TASK TO COMPLETE: All entries must be given again in full, exactly as they were supplied.
————————
PR #1132, opened 2020-05-27
CT-2403 Minor bug fix based on feedback from testing

ymao2:
## Description

2 changes based on the testing results from Alex
- Wording change from "Vetting in progress" to "Vetting is in progress"
- The table format is broken for offender sar case tye 

## Self-review checklist

* [X] (3) Tests passing
 
### Screenshots

 before 
Screen Shot 2020-05-26 at 16 51 16
after 
Screenshot 2020-05-27 at 18 06 04

### Related JIRA tickets

 https://dsdmoj.atlassian.net/secure/RapidBoard.jspa?rapidView=25&projectKey=CT&modal=detail&selectedIssue=CT-2403

- login as Branton account
- make offender-sar case

### DIFF
--- a/app/views/cases/show.html.slim
+++ b/app/views/cases/show.html.slim
@@ -11,7 +11,7 @@
 
 = render partial: 'shared/components/case_page_heading', locals: {kase: @case}
 
-div id="case-#{@correspondence_type_key}" class="case"
+div id="case-#{@correspondence_type_key.gsub('_', '-')}" class="case"
   section.case-info.has-actions
     h2.visually-hidden
       = "Actions you can take on this case"
--- a/app/views/cases/show.html.slim
+++ b/app/views/cases/show.html.slim
@@ -11,7 +11,7 @@
 
 = render partial: 'shared/components/case_page_heading', locals: {kase: @case}
 
-div id="case-#{@correspondence_type_key.gsub('_', '-')}" class="case"
+div id="case-#{@correspondence_type_key == nil ? 'nil' : @correspondence_type_key.gsub('_', '-')}" class="case"
   section.case-info.has-actions
     h2.visually-hidden
       = "Actions you can take on this case"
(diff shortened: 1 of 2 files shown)


app/views/cases/show.html.slim
```diff
@@ -11,7 +11,7 @@
 
 = render partial: 'shared/components/case_page_heading', locals: {kase: @case}
 
-div id="case-#{@correspondence_type_key}" class="case"
+div id="case-#{@correspondence_type_key == nil ? 'nil' : @correspondence_type_key.gsub('_', '-')}" class="case"
```
Polsonby, line 14: This works great but there's a lot going on for one line in a view template. What do you think about maybe moving this out into a method in a decorator or a helper so we can name the concept and put a test around it?

Wondering where @correspondence_type_key is coming from, presumably one of the bazillion things SetupCase does or something like that?

ymao2: @Polsonby  this bug has been there for a while, just no one notice it until now, the change is nothing to do with any business logic, the issue I found is  if you put id='case-offender_sar', then somehow, it will try to append extra path to locate the css for table layout which I don't why 

IMO, this is purely for layout, it is not going to change anything and any value, I don't really feel it is valuable to add a test for testing whether this is a "visible" line there or not

config/locales/event.en.yml
```diff
@@ -46,7 +46,7 @@ en:
     mark_as_ready_for_vetting: Mark as ready for vetting
     mark_as_ready_for_vetting__desc: Case is ready for vetting
     mark_as_vetting_in_progress: Mark as vetting in progress
-    mark_as_vetting_in_progress__desc: Vetting in progress
+    mark_as_vetting_in_progress__desc: Vetting is in progress
```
————————
RESPONSE TO THE TASK:
PR #1132, opened 2020-05-27
CT-2403 Minor bug fix based on feedback from testing

ymao2:
## Description

2 changes based on the testing results from Alex
- Wording change from "Vetting in progress" to "Vetting is in progress"
- The table format is broken for offender sar case tye 

## Self-review checklist

* [X] (3) Tests passing
 
### Screenshots

 before 
Screen Shot 2020-05-26 at 16 51 16
after 
Screenshot 2020-05-27 at 18 06 04

### Related JIRA tickets

 https://dsdmoj.atlassian.net/secure/RapidBoard.jspa?rapidView=25&projectKey=CT&modal=detail&selectedIssue=CT-2403

- login as Branton account
- make offender-sar case

### DIFF
--- a/app/views/cases/show.html.slim
+++ b/app/views/cases/show.html.slim
@@ -11,7 +11,7 @@
 
 = render partial: 'shared/components/case_page_heading', locals: {kase: @case}
 
-div id="case-#{@correspondence_type_key}" class="case"
+div id="case-#{@correspondence_type_key.gsub('_', '-')}" class="case"
   section.case-info.has-actions
     h2.visually-hidden
       = "Actions you can take on this case"
--- a/app/views/cases/show.html.slim
+++ b/app/views/cases/show.html.slim
@@ -11,7 +11,7 @@
 
 = render partial: 'shared/components/case_page_heading', locals: {kase: @case}
 
-div id="case-#{@correspondence_type_key.gsub('_', '-')}" class="case"
+div id="case-#{@correspondence_type_key == nil ? 'nil' : @correspondence_type_key.gsub('_', '-')}" class="case"
   section.case-info.has-actions
     h2.visually-hidden
       = "Actions you can take on this case"
(diff shortened: 1 of 2 files shown)


app/views/cases/show.html.slim
```diff
@@ -11,7 +11,7 @@
 
 = render partial: 'shared/components/case_page_heading', locals: {kase: @case}
 
-div id="case-#{@correspondence_type_key}" class="case"
+div id="case-#{@correspondence_type_key == nil ? 'nil' : @correspondence_type_key.gsub('_', '-')}" class="case"
```
Polsonby, line 14: This works great but there's a lot going on for one line in a view template. What do you think about maybe moving this out into a method in a decorator or a helper so we can name the concept and put a test around it?

Wondering where @correspondence_type_key is coming from, presumably one of the bazillion things SetupCase does or something like that?

ymao2: @Polsonby  this bug has been there for a while, just no one notice it until now, the change is nothing to do with any business logic, the issue I found is  if you put id='case-offender_sar', then somehow, it will try to append extra path to locate the css for table layout which I don't why 

IMO, this is purely for layout, it is not going to change anything and any value, I don't really feel it is valuable to add a test for testing whether this is a "visible" line there or not

config/locales/event.en.yml
```diff
@@ -46,7 +46,7 @@ en:
     mark_as_ready_for_vetting: Mark as ready for vetting
     mark_as_ready_for_vetting__desc: Case is ready for vetting
     mark_as_vetting_in_progress: Mark as vetting in progress
-    mark_as_vetting_in_progress__desc: Vetting in progress
+    mark_as_vetting_in_progress__desc: Vetting is in progress
```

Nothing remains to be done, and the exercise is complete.